The mixture of these ideas makes a confused jumble. But “incoherent” doesn’t mean “useless.” It serves as a kind of makeshift glue that binds disparate groups in opposition to what they see as the West’s oppressive bourgeois culture, its tolerance for divergent views, and the unequal outcomes produced by market competition (softened by transfer payments). Overturn it all, they say, in the name of “social justice.” They have no idea of what to replace it with. In fact, the coalition would break apart if either side emphasized its proposed alternatives.

This negative, often nihilistic, ideology inverts the old adage, “might makes right.” Their implicit claim is that “weakness and poverty make right.” It doesn’t. What’s right or wrong has nothing to do with who has wealth and power and who does not.

These self-proclaimed champions of the poor add one more sloppy argument to the mix. They claim people are poor and weak only because they have been oppressed and exploited.

One implication is that people in poor countries would be far better off if they had never been touched by the West and its institutions. They would thrive under their own social and political systems (and, in the West, some version of socialism). That, at least, is the unspoken claim underlying the coalition of the left and militant Islam. Some progressives (who aren’t poor) make common cause by self-flagellation. They are “repentant oppressors.” Their remorse has all the religious fervor of medieval monks who wore hairshirts and beat themselves with whips for their sins.

The idea that the West is responsible for the world’s poverty has a core of truthful criticism next to a mountain of lies. One doesn’t have to apologize for colonialism to note that almost everyone on planet Earth lived in grinding poverty until the cumulative effects of industrialization began to take hold after 1800. That process began in northwestern Europe and gradually spread across the world, lifting income, health, diet, and life expectancy. Where it failed was in countries racked by civil unrest or governed by rapacious regimes that didn’t provide public order or secure property rights and stole the revenues needed to provide essential public goods.

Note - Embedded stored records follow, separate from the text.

Issue #4747, opened 2025-01-17
Support Scatter Gather Buffers on the client to copy data directly to application provided buffers


srsubra:
### Describe the feature you'd like supported

Currently, MsQuic with XDP provides the application level callbacks using internal buffers. This requires a mem copy from the MsQuic Internal buffers to the target application buffer. For large blob, allocating this memory and performing a memory copy 

### Proposed solution

Provide an option where the user can specify the Target buffer address where the data needs to be copied to and MsQuic core layer can automatically copy the data to the target buffer.

guhetier:
Hi!

Here is how we see how the implementation would look like:

- Probably a new flag "QUIC_STREAM_OPEN_FLAG_USE_EXTERNAL_RECEIVE_BUFFERS" to opt-in the feature, when opening the stream
- A new API function along the lines of "StreamProvideReceiveBuffers(stream, nb_buff, QUIC_BUFFERS* buff)"
    - The user can call this on an open stream to provide a list of buffers
    - The user would call it before starting the stream and may call it again later (on a receive callback, etc...) if it needs to provide more buffers

MsQuic would write the received data in the buffers in the order they are provided. A buffer would never be internally allocated or re-used: if MsQuic runs out of provided buffer space for receiving data, the stream would be failed.

The user would need to ensure the buffer remain valid until:
- either the stream is closed, and no more data can be received
- or a "receive" notification indicates all the bytes of the buffer
    - the user needs to keep track of the total number of bytes to know this
    - a "receive" notification could indicate only part of a buffer, multiple buffers, etc... depending on how the data is received

Does it sound like this would work for you?

nibanks:
> Probably a new flag "QUIC_STREAM_OPEN_FLAG_USE_EXTERNAL_RECEIVE_BUFFERS" to opt-in the feature, when opening the stream

I'm not convinced we need this for a couple reasons:

1. This doesn't work for peer started streams. You never _open_ them locally.
2. I think it's enough to say calling `StreamProvideReceiveBuffers` opts into the feature. You don't need two signals for the same thing.

So, I'm leaning towards only the new API.

guhetier:
Good point for the peer started stream.

I was considering the flag because we currently initialize buffer management during the stream initialization - we may have to move the recvBuffer initialization later or change its mode on the fly.

For peer started stream, we may have to look at it closer: I think the stream is started before the user is notified, so data could be buffered before external buffers are provided (which we would then need to copy)

[...]

PR #4758, opened 2025-01-22
Add a mode to the receive buffer to handle external buffers

guhetier:
## Description

As part of #4747, the receive buffer needs a mode to operate on buffers provided by the application.
This PR defines a new `QUIC_RECV_BUF_MODE_EXTERNAL` mode.

- `QUIC_RECV_CHUNK`s now have a pointer to the actual buffer instead of an end-of-struct array
    - Except for the EXTERNAL mode, the buffer is still part of the same allocation as the chunk
    - For EXTERNAL mode, buffers are provided by the application and chunks point to them
- The EXTERNAL mode writes only once to the provided buffers and discard them when they are drained. Buffers are never re-used.
- Reads and writes can span through multiple chunks. They are never treated as circular buffers.
- The EXTERNAL mode never allocates / re-allocate buffers
    - The virtual buffer size is set to the sum of the provided buffer sizes to avoid receiving more data than we can buffer
    - The virtual buffer size can now decrease when data is drained - but the maximum byte offset that can be received still only increases.

## Testing

Unit tests have been added.
System tests have been added.

## Documentation

Documentation added as code comments.
Out of line documentation will be added in a follow up PR.


src/core/recv_buffer.h
```diff
@@ -22,9 +25,19 @@ typedef struct QUIC_RECV_CHUNK {
     CXPLAT_LIST_ENTRY Link;         // Link in the list of chunks.
     uint32_t AllocLength : 31;      // Allocation size of Buffer
     uint32_t ExternalReference : 1; // Indicates the buffer is being used externally.
-    uint8_t Buffer[0];
+    uint8_t *Buffer;                // Pointer to the buffer itself. Doesn't need to be freed independently:
```
nibanks, line 28: Somewhat independent of this PR, I am wondering if we could/should annotate this pointer:
```suggestion
    _Field_size_bytes_(AllocLength)
    uint8_t *Buffer;                // Pointer to the buffer itself. Doesn't need to be freed independently:
```

src/core/recv_buffer.c
```diff
@@ -170,10 +182,74 @@ QuicRecvBufferIncreaseVirtualBufferLength(
...
+    _Inout_ CXPLAT_LIST_ENTRY* /* QUIC_RECV_CHUNKS */ Chunks
+    )
+{
+    CXPLAT_DBG_ASSERT(!CxPlatListIsEmpty(Chunks));
+
+    //
+    // External chunks can be provided only if already in external mode, or if
+    // nothing has been written to the buffer yet.
+    //
+    uint64_t rangeMax;
```
nibanks, line 204: FYI, our style capitalizes all variables and fields.
```suggestion
    uint64_t RangeMax;
```
Please update for everything else too. Thanks!

src/core/recv_buffer.c
```diff
@@ -170,10 +182,74 @@ QuicRecvBufferIncreaseVirtualBufferLength(
...
+        QUIC_RECV_CHUNK* firstChunk = CXPLAT_CONTAINING_RECORD(Chunks->Flink, QUIC_RECV_CHUNK, Link);
+        RecvBuffer->Capacity = firstChunk->AllocLength;
+    }
+
+    uint32_t totalAdditionalLength = 0;
+    for (CXPLAT_LIST_ENTRY* Link = Chunks->Flink;
+         Link != Chunks;
+         Link = Link->Flink) {
+        QUIC_RECV_CHUNK* Chunk = CXPLAT_CONTAINING_RECORD(Link, QUIC_RECV_CHUNK, Link);
+        // TODO guhetier: Must deal with overflow?
```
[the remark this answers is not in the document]
nibanks: FYI, you can overflow both here and on the line below: `RecvBuffer->VirtualBufferLength += totalAdditionalLength;`. Both need to be checked.

src/core/recv_buffer.c
```diff
@@ -186,6 +262,7 @@ QuicRecvBufferResize(
     _In_ uint32_t TargetBufferLength
     )
 {
+    CXPLAT_DBG_ASSERT(RecvBuffer->RecvMode != QUIC_RECV_BUF_MODE_EXTERNAL); // Should never resize in external mode
```
nibanks, line 265: FYI, we also have `CXPLAT_DBG_ASSERTMSG` which could be used here instead of the comment:
```suggestion
    CXPLAT_DBG_ASSERTMSG(RecvBuffer->RecvMode != QUIC_RECV_BUF_MODE_EXTERNAL, "Should never resize in external mode");
```
But you don't have to use it. We don't use it that much.

src/core/recv_buffer.c
```diff
@@ -573,24 +660,28 @@ QuicRecvBufferWrite(
     // N.B. We do this before updating the written ranges below so we don't have
     // to support rolling back those changes on the possible allocation failure
     // here.
+    // This is skiped in external mode since the entire virtual length is
```
nibanks, line 663:
```suggestion
    // This is skipped in external mode since the entire virtual length is
```

src/core/recv_buffer.c
```diff
@@ -800,6 +901,36 @@ QuicRecvBufferRead(
...
+                RecvBuffer->Chunks.Flink,
+                QUIC_RECV_CHUNK,
+                Link);
+        Buffers[0].Buffer = Chunk->Buffer + RecvBuffer->ReadStart;
+        Buffers[0].Length = RecvBuffer->ReadLength;
+        remainingDataToRead -= RecvBuffer->ReadLength;
+
+        // Continue reading from the next chunks until we run out of buffers or data
+        for (uint32_t i = 0; i < *BufferCount && remainingDataToRead > 0; ++i)
+        {
```
nibanks, line 919: style nit:
```suggestion
        for (uint32_t i = 0; i < *BufferCount && remainingDataToRead > 0; ++i) {
```

src/core/recv_buffer.c
```diff
@@ -977,13 +1124,16 @@ QuicRecvBufferDrain(
     CXPLAT_DBG_ASSERT(FirstRange->Low == 0);
     do {
         BOOLEAN PartialDrain = (uint64_t)RecvBuffer->ReadLength > DrainLength;
-        if (PartialDrain ||
-            (QuicRangeSize(&RecvBuffer->WrittenRanges) > 1 &&
-             RecvBuffer->BaseOffset + RecvBuffer->ReadLength == FirstRange->Count)) {
+        // TODO guhetier: Seems wrong, if the end of the chunk aligns with the end of the first range, we still need a full drain
```
nibanks, line 1127: For stuff like this, can you update the unittest to verify?

src/core/recv_buffer.c
```diff
@@ -47,6 +47,19 @@
 #include "recv_buffer.c.clog.h"
 #endif
 
+_IRQL_requires_max_(DISPATCH_LEVEL)
+void
+QuicRecvChunkInitialize(
+    _Inout_ QUIC_RECV_CHUNK* Chunk,
+    _In_ uint32_t AllocLength,
+    _In_ uint8_t* Buffer
```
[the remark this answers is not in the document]
guhetier: Yes. I also need to add the corresponding annotations on the chunk struct itself.

src/core/recv_buffer.c
guhetier: That's the plan!

src/core/recv_buffer.c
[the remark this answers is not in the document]
guhetier: Added overflow cheks.

src/core/recv_buffer.c
guhetier: The fix was not trivial here - hopefully I got it right, at least, old and new tests are passing.
Multiple variables are being used in subtly different ways depending on the mode (not sure if it is intentional or not), making those few lines much trickier than expected.
In particular, this code works for Single/Circular mode only because `ReadLength` is actually the readable size on the last chunk for these modes, not the first as documented.

src/core/recv_buffer.c
```diff
@@ -164,14 +181,66 @@ QuicRecvBufferHasUnreadData(
 }
 
 _IRQL_requires_max_(DISPATCH_LEVEL)
-void
-QuicRecvBufferIncreaseVirtualBufferLength(
+BOOLEAN
+QuicRecvBufferTryIncreaseVirtualBufferLength(
```
nibanks, line 185: Missed one caller of the old name:
```
D:\a\msquic\msquic\src\core\stream_recv.c(805,17): warning C4013: 'QuicRecvBufferIncreaseVirtualBufferLength' undefined; assuming extern returning int [D:\a\msquic\msquic\build\windows\x86_openssl\src\core\core.vcxproj]
```

src/core/recv_buffer.h
```diff
@@ -122,12 +140,24 @@ QuicRecvBufferHasUnreadData(
 // Changes the buffer's virtual buffer length.
 //
 _IRQL_requires_max_(DISPATCH_LEVEL)
-void
-QuicRecvBufferIncreaseVirtualBufferLength(
+BOOLEAN
```
nibanks, line 143: Do we really need to return the BOOLEAN? If no one uses it, let's just drop it.

src/core/recv_buffer.c
```diff
@@ -164,14 +181,66 @@ QuicRecvBufferHasUnreadData(
...
+         Link != Chunks;
+         Link = Link->Flink) {
+        QUIC_RECV_CHUNK* Chunk = CXPLAT_CONTAINING_RECORD(Link, QUIC_RECV_CHUNK, Link);
+        NewBufferLength += Chunk->AllocLength;
+        if (NewBufferLength < Chunk->AllocLength) {
+            //
+            // Overflow: we can't handle that much buffer space.
+            //
+            return QUIC_STATUS_INVALID_PARAMETER;
+        }
```
nibanks, line 220: Why are you limiting the chunks to less than the virtual length, instead of just increasing the length? Also, if we keep it, I'd just optimize this to a single check after summing everything instead of doing a check for each chunk.

src/core/recv_buffer.c
```diff
@@ -186,6 +255,7 @@ QuicRecvBufferResize(
     _In_ uint32_t TargetBufferLength
     )
 {
+    CXPLAT_DBG_ASSERTMSG(RecvBuffer->RecvMode != QUIC_RECV_BUF_MODE_EXTERNAL, "Should never resize in External mode");
```
nibanks, line 258: Generally, we try to keep code lines to <= 80 characters. Comments can go to 120.
```suggestion
    CXPLAT_DBG_ASSERTMSG(
        RecvBuffer->RecvMode != QUIC_RECV_BUF_MODE_EXTERNAL,
        "Should never resize in External mode");
```

src/core/recv_buffer.c
```diff
@@ -644,12 +733,20 @@ QuicRecvBufferRead(
 {
     CXPLAT_DBG_ASSERT(QuicRangeGetSafe(&RecvBuffer->WrittenRanges, 0) != NULL); // Only fail if you call read before write indicates read ready.
     CXPLAT_DBG_ASSERT(!CxPlatListIsEmpty(&RecvBuffer->Chunks)); // Should always have at least one chunk
+    //
+    // Only MULTIPLE mode allows concurrent reads
```
nibanks, line 737: nit: I'm not sure we use all caps to describe MULTIPLE or EXTERNAL anywhere else in comments. Let's be consistent.

src/core/recv_buffer.h
```diff
@@ -12,19 +12,31 @@ extern "C" {
 typedef enum QUIC_RECV_BUF_MODE {
     QUIC_RECV_BUF_MODE_SINGLE,      // Only one receive with a single contiguous buffer at a time.
     QUIC_RECV_BUF_MODE_CIRCULAR,    // Only one receive that may indicate two contiguous buffers at a time.
-    QUIC_RECV_BUF_MODE_MULTIPLE     // Multiple independent receives that may indicate up to two contiguous buffers at a time.
+    QUIC_RECV_BUF_MODE_MULTIPLE,    // Multiple independent receives that may indicate up to two contiguous buffers at a time.
+    QUIC_RECV_BUF_MODE_EXTERNAL     // Uses memory buffer provided by the app. Only one receive at a time,
```
nibanks, line 16: Do you think the fact that we use the word 'external' to mean the app currently has a reference to a chunk via a receive call might confuse things? One option is to all this `_APP`.

src/core/recv_buffer.h
```diff
@@ -12,19 +12,31 @@ extern "C" {
...
 //
 typedef struct QUIC_RECV_CHUNK {
-    CXPLAT_LIST_ENTRY Link;         // Link in the list of chunks.
-    uint32_t AllocLength : 31;      // Allocation size of Buffer
-    uint32_t ExternalReference : 1; // Indicates the buffer is being used externally.
-    uint8_t Buffer[0];
+    CXPLAT_LIST_ENTRY Link;                     // Link in the list of chunks.
+    uint32_t AllocLength : 31;                  // Allocation size of Buffer
+    uint32_t ExternalReference : 1;             // Indicates the buffer is being used externally.
+    _Field_size_(AllocLength) uint8_t *Buffer;  // Pointer to the buffer itself. Doesn't need to be freed independently:
```
nibanks, line 27: nit: instead of pushing the comments all out farther, just put the annotation on it's own line?

src/core/recv_buffer.h
```diff
@@ -122,12 +140,24 @@ QuicRecvBufferHasUnreadData(
...
+//
+// Provide externally allocated chunks to the buffer.
+// At least one chunk must be provided.
+// Only valid for QUIC_RECV_BUF_MODE_EXTERNAL mode.
+//
+_IRQL_requires_max_(DISPATCH_LEVEL)
+QUIC_STATUS
+QuicRecvBufferProvideChunks(
+    _Inout_ QUIC_RECV_BUFFER* RecvBuffer,
+    _Inout_ CXPLAT_LIST_ENTRY* /* QUIC_RECV_CHUNKS */ Chunks
```
nibanks, line 158: This assumes the caller allocates space and initializes a `QUIC_RECV_CHUNK` struct, instead of an array of `QUIC_BUFFER`s? While that simplifies this interface, I'm not sure that is reasonable.

src/core/unittest/RecvBufferTest.cpp
```diff
@@ -39,7 +46,38 @@ struct RecvBuffer {
                     QUIC_POOL_TEST);
         }
         printf("Initializing: [mode=%u,vlen=%u,alen=%u]\n", RecvMode, VirtualBufferLength, AllocBufferLength);
-        auto Result = QuicRecvBufferInitialize(&RecvBuf, AllocBufferLength, VirtualBufferLength, RecvMode, PreallocChunk);
+
+        auto Result = QUIC_STATUS_SUCCESS;
+        Result = QuicRecvBufferInitialize(&RecvBuf, AllocBufferLength, VirtualBufferLength, RecvMode, PreallocChunk);
```
nibanks, line 51: nit: Why did you split this into two lines?

src/core/unittest/RecvBufferTest.cpp
```diff
@@ -39,7 +46,38 @@ struct RecvBuffer {
...
+            CxPlatListInsertHead(&ChunkList, &Chunk->Link);
+            if (VirtualBufferLength > AllocBufferLength) {
+                auto Chunk2 = (QUIC_RECV_CHUNK *)CXPLAT_ALLOC_NONPAGED(sizeof(QUIC_RECV_CHUNK), QUIC_POOL_RECVBUF);
+                QuicRecvChunkInitialize(Chunk2, VirtualBufferLength - AllocBufferLength, ExternalBuffer + AllocBufferLength);
+                CxPlatListInsertTail(&ChunkList, &Chunk2->Link);
+            }
+            Result = QuicRecvBufferProvideChunks(&RecvBuf, &ChunkList);
+        }
+        else
+        {
```
nibanks, line 77:
```suggestion
        } else {
```

src/core/unittest/RecvBufferTest.cpp
```diff
@@ -100,21 +143,14 @@ struct RecvBuffer {
...
-        int ChunkCount = 1;
-        QUIC_RECV_CHUNK* Chunk =
-            CXPLAT_CONTAINING_RECORD(
-                RecvBuf.Chunks.Flink,
-                QUIC_RECV_CHUNK,
-                Link);
-        ASSERT_EQ(Chunk->ExternalReference, ExternalReferences[0]);
-        while (Chunk->Link.Flink != &RecvBuf.Chunks) {
+
+        int ChunkCount = 0;
```
nibanks, line 147: Just to confirm my understanding, now it's possible for there to be zero chunks, because the app hasn't provided any? And that's why you made this change?

src/core/recv_buffer.c
guhetier: I missed a file when pushing that iteration, when filtering out the changes for the API part. Fixed it.

src/core/recv_buffer.h
guhetier: The return value will be used by the caller - mostly for diagnostic (avoiding confusing logs about increasing a buffer length when it actually stays the same).

src/core/recv_buffer.c
guhetier: This was checking for overflow of the addition above. But thinking about it, since we run in the app process and can trust it to respect the API contract, we don't need that check, overflowing the uint64 would mean allocating more memory than reasonably possible. I'll remove this check.

src/core/unittest/RecvBufferTest.cpp
guhetier: Yes. There are two scenarios where we can have zero chunks:
- the app hasn't provided any (yet).
- all provided chunks have been used and relinquished.

src/core/recv_buffer.h
guhetier: The idea is to expose an API that takes an array of QUIC_BUFFERs as a parameter, convert it inline to a list of QUIC_RECV_CHUNKS (which takes memory allocation and could fail), then call `QuicRecvBufferProvideChunks` in the workqueue.
This way, we can keep `QuicRecvBufferProvideChunks` mostly failure free (the overflow is still possible, but it would be reasonable to kill the connection in that case I think).

I was trying to keep the API and recvbuffer parts separate to simplify the review, but it might be starting to backfire. I might push everything at once so you have the full context.

src/core/api.c
```diff
@@ -658,6 +658,15 @@ MsQuicStreamOpen(
         goto Error;
     }
 
+    if (!!(Flags & QUIC_STREAM_OPEN_FLAG_EXTERNAL_BUFFERS) &&
+        Connection->Settings.StreamMultiReceiveEnabled) {
```
nibanks, line 662: What if they want to use multi-receive for streams that don't use external buffers? I think we can't block that.

src/core/api.c
```diff
@@ -1351,6 +1360,148 @@ MsQuicStreamReceiveComplete(
...
+            goto Error;
+        }
+    }
+
+    //
+    // Allocate a chunk for each buffer, linking them together.
+    // The allocation is done here to make the worker thread task failure free.
+    //
+    for (uint32_t i = 0; i < BufferCount; ++i) {
+        QUIC_RECV_CHUNK* Chunk = CXPLAT_ALLOC_NONPAGED(sizeof(QUIC_RECV_CHUNK), QUIC_POOL_RECVBUF);
```
nibanks, line 1435: Should use a pool allocator (to be stored in the worker, like the others) since this is (a) fixed size and (b) on the datapath.

src/core/api.c
```diff
@@ -1351,6 +1360,148 @@ MsQuicStreamReceiveComplete(
...
+        //
+        // Queue the operation but don't wait for the completion.
+        //
+        QuicConnQueueOper(Connection, Oper);
+    }
+
+    Status = QUIC_STATUS_SUCCESS;
+
+Error:
+    // Cleanup allocated chunks if the operation failed.
```
nibanks, line 1491: nit: comment style

src/core/api.c
```diff
@@ -1351,6 +1360,148 @@ MsQuicStreamReceiveComplete(
...
+    while (!CxPlatListIsEmpty(&ChunkList)) {
+        QUIC_RECV_CHUNK* Chunk = CXPLAT_CONTAINING_RECORD(CxPlatListRemoveHead(&ChunkList), QUIC_RECV_CHUNK, Link);
+        CXPLAT_FREE(Chunk, QUIC_POOL_RECVBUF);
```
nibanks, line 1494:
```suggestion
        CXPLAT_FREE(
            CXPLAT_CONTAINING_RECORD(
                CxPlatListRemoveHead(&ChunkList),
                QUIC_RECV_CHUNK,
                Link),
            QUIC_POOL_RECVBUF);
```

src/core/operation.c
```diff
@@ -119,6 +119,8 @@ QuicOperationFree(
             }
         } else if (ApiCtx->Type == QUIC_API_TYPE_STRM_RECV_SET_ENABLED) {
             QuicStreamRelease(ApiCtx->STRM_RECV_SET_ENABLED.Stream, QUIC_STREAM_REF_OPERATION);
+        } else if (ApiCtx->Type == QUIC_API_TYPE_STRM_PROVIDE_RECV_BUFFERS) {
+            QuicStreamRelease(ApiCtx->STRM_PROVIDE_RECV_BUFFERS.Stream, QUIC_STREAM_REF_OPERATION);
```
nibanks, line 123: What about `ApiCtx->STRM_PROVIDE_RECV_BUFFERS.Chunks`? We need to clean those up too, right?

nibanks: Operations can be canceled before they're ever processed. So, this needs to handle that case.

src/core/stream.h
```diff
@@ -1005,3 +1014,23 @@ QuicStreamRecvSetEnabledState(
...
+//
+// Provide new chunks for the stream receive buffer.
+// Terminate the connection on failure.
+//
+_IRQL_requires_max_(DISPATCH_LEVEL)
+QUIC_STATUS
+QuicStreamProvideRecvBuffers(
+    _In_ QUIC_STREAM* Stream,
+    _Inout_ CXPLAT_LIST_ENTRY* /* QUIC_RECV_CHUNK */ Chunks
+    );
```
nibanks, line 1036: nit: always have a trailing empty newline

src/inc/msquic.h
```diff
@@ -199,6 +199,8 @@ typedef enum QUIC_STREAM_OPEN_FLAGS {
     QUIC_STREAM_OPEN_FLAG_0_RTT             = 0x0002,   // The stream was opened via a 0-RTT packet.
     QUIC_STREAM_OPEN_FLAG_DELAY_ID_FC_UPDATES = 0x0004, // Indicates stream ID flow control limit updates for the
                                                         // connection should be delayed to StreamClose.
+    QUIC_STREAM_OPEN_FLAG_EXTERNAL_BUFFERS = 0x0008,    // No buffer will be allocated for the stream, external buffers
+                                                        // must be provided (see StreamProvideReceiveBuffers)
```
nibanks, line 203:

As for human liberation, no societies voluntarily ended human bondage until the West did it, mostly in the 18th and 19th centuries. Britain spent enormous sums stationing its navy off the African coast to prevent the transshipment of slaves, which had been captured and sold by local tribes. Britain gained nothing financially from that effort; it did it for moral reasons. In America, “free states” in the North and Midwest abolished slavery well before the Civil War. The war itself ended slavery, though blacks were still oppressed for another century by Jim Crow laws (in the South) and segregation (everywhere). Those practices were always inconsistent with the Western ideal of human equality and were finally outlawed in the mid-1960s by the Civil Rights Act and Voting Rights Act.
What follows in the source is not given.